Stored data entries
● ● ● ● ●
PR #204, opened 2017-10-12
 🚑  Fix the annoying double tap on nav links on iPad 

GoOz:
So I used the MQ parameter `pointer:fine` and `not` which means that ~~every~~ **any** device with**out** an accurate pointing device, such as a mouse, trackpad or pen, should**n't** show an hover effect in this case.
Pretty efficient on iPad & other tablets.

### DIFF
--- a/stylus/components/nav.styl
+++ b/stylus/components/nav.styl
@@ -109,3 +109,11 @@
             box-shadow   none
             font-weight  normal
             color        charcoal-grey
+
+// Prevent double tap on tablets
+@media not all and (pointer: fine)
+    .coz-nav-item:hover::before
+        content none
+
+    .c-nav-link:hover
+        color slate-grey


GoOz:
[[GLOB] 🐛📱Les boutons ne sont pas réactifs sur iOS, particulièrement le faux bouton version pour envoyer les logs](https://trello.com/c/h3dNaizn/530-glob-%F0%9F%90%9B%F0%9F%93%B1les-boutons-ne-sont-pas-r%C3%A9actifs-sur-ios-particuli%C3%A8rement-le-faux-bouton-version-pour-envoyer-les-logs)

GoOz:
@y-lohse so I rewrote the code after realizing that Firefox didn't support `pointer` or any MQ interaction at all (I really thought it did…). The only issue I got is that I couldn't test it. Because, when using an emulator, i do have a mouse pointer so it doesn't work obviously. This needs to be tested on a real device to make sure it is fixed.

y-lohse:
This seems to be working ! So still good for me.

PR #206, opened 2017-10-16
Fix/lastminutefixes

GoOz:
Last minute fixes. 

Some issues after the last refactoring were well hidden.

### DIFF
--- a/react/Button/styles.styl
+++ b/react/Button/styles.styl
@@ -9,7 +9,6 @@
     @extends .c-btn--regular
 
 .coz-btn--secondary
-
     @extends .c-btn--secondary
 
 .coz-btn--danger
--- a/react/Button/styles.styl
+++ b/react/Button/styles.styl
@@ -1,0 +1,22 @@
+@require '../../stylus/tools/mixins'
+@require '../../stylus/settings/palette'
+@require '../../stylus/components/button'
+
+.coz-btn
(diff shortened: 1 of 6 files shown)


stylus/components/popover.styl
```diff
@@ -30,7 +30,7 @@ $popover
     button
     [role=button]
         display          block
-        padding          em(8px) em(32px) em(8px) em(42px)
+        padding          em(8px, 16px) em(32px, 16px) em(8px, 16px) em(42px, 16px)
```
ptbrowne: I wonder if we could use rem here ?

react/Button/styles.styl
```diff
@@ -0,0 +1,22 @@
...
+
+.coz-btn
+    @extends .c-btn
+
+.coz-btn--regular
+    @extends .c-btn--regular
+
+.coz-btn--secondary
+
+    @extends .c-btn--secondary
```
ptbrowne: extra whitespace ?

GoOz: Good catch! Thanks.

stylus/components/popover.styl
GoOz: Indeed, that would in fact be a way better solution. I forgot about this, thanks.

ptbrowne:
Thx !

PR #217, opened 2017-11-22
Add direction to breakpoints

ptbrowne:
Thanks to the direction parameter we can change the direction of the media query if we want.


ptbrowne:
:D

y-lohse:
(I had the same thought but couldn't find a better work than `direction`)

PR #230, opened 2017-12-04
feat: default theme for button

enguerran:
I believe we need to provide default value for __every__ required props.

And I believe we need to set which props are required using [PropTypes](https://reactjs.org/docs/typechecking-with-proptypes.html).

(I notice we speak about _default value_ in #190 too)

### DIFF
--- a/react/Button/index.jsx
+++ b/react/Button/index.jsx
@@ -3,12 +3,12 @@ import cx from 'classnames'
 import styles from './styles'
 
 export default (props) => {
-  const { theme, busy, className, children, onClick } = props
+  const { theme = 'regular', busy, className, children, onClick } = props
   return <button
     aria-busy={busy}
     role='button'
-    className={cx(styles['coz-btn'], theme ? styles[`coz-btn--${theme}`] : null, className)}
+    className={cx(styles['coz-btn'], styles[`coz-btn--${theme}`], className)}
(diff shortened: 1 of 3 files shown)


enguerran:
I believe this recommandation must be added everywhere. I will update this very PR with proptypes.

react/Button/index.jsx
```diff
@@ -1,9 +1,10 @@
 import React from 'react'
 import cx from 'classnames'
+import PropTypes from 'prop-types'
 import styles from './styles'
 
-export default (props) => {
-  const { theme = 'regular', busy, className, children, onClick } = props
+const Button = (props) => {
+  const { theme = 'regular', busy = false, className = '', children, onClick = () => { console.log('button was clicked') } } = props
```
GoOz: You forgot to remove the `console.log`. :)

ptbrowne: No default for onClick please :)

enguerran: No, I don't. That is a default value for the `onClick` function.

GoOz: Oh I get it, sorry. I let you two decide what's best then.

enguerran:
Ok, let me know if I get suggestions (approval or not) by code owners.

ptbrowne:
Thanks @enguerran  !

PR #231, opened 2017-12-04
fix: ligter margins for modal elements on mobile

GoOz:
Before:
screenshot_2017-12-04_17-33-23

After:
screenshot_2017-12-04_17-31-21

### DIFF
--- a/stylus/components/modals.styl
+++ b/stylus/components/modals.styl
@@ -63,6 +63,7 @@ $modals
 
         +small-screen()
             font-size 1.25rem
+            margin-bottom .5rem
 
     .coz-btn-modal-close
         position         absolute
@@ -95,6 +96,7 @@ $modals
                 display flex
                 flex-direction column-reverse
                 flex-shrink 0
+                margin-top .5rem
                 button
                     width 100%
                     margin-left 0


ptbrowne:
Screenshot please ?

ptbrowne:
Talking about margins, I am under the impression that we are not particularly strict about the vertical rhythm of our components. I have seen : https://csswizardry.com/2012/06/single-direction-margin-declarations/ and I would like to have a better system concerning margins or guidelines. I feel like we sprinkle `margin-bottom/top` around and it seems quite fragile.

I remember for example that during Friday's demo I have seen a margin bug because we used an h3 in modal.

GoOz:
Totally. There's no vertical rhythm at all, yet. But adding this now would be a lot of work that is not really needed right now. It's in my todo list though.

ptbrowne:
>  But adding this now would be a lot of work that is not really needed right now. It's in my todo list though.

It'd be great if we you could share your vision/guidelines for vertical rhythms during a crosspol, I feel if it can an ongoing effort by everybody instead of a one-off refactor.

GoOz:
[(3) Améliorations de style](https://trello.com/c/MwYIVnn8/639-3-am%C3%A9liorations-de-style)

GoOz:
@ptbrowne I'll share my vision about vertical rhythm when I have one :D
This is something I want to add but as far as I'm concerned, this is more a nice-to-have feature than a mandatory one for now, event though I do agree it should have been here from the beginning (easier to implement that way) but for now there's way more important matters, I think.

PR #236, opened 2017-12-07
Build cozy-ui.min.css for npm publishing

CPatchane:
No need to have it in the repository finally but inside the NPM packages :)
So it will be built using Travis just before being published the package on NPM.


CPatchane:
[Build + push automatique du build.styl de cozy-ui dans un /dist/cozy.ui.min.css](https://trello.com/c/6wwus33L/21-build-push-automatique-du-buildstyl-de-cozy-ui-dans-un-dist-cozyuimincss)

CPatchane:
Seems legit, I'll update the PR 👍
● ● ● ● ●
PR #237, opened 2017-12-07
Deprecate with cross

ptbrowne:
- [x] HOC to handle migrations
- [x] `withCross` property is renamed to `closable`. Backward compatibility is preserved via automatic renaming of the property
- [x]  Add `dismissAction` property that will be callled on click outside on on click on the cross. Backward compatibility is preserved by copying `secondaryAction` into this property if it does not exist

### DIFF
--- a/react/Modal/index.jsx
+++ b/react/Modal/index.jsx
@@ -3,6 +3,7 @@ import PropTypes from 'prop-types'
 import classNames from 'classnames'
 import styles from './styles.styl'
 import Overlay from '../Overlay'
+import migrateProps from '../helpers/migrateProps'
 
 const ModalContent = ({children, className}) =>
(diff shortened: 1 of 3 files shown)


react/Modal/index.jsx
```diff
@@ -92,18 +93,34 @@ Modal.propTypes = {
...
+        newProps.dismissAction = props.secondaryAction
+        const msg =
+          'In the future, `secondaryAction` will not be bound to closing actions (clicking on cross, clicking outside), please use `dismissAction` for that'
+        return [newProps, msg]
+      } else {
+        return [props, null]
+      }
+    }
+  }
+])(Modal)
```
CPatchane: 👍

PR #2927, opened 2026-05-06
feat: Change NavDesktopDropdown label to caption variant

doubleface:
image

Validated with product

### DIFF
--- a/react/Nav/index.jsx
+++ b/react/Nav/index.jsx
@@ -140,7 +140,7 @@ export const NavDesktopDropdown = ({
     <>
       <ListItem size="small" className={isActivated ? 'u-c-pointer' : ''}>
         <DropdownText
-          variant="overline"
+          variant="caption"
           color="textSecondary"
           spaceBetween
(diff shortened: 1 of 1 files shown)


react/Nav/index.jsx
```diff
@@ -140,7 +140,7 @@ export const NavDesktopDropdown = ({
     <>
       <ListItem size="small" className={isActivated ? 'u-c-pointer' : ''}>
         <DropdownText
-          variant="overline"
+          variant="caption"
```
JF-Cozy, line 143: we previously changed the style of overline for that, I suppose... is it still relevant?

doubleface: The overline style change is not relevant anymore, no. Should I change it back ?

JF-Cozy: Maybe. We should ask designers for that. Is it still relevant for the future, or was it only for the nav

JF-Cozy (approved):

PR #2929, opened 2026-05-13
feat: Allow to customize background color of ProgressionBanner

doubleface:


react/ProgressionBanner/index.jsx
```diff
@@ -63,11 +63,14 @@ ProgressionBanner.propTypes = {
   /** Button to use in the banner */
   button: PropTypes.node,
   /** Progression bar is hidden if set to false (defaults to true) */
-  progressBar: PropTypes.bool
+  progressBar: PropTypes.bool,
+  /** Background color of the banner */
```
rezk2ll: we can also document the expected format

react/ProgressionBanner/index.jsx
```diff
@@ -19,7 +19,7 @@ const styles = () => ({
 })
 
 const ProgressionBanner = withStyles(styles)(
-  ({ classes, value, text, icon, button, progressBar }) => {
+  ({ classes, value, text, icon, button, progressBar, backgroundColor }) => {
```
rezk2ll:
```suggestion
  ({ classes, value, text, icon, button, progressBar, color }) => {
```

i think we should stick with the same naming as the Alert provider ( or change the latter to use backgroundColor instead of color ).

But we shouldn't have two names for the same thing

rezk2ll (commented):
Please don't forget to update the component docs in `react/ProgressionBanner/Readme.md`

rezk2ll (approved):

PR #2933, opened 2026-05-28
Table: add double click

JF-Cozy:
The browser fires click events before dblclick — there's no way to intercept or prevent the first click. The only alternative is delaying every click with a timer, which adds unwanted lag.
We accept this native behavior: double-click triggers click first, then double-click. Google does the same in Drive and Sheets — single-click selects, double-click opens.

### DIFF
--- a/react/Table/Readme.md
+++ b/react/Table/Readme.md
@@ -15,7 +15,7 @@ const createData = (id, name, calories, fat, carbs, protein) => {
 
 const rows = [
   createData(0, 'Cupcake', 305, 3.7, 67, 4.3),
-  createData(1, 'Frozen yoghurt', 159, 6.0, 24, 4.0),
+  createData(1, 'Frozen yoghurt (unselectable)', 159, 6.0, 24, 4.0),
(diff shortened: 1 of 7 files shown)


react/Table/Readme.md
● ● ● ● ●
• **WHAT NEEDS TO BE DONE**:
Of the lines above, output exactly those from the line bearing "No need to have" through the line bearing "Seems legit, I'll update the PR 👍", inclusive.

• **WRITTEN RESPONSE**:
No need to have it in the repository finally but inside the NPM packages :)
So it will be built using Travis just before being published the package on NPM.


CPatchane:
[Build + push automatique du build.styl de cozy-ui dans un /dist/cozy.ui.min.css](https://trello.com/c/6wwus33L/21-build-push-automatique-du-buildstyl-de-cozy-ui-dans-un-dist-cozyuimincss)

CPatchane:
Seems legit, I'll update the PR 👍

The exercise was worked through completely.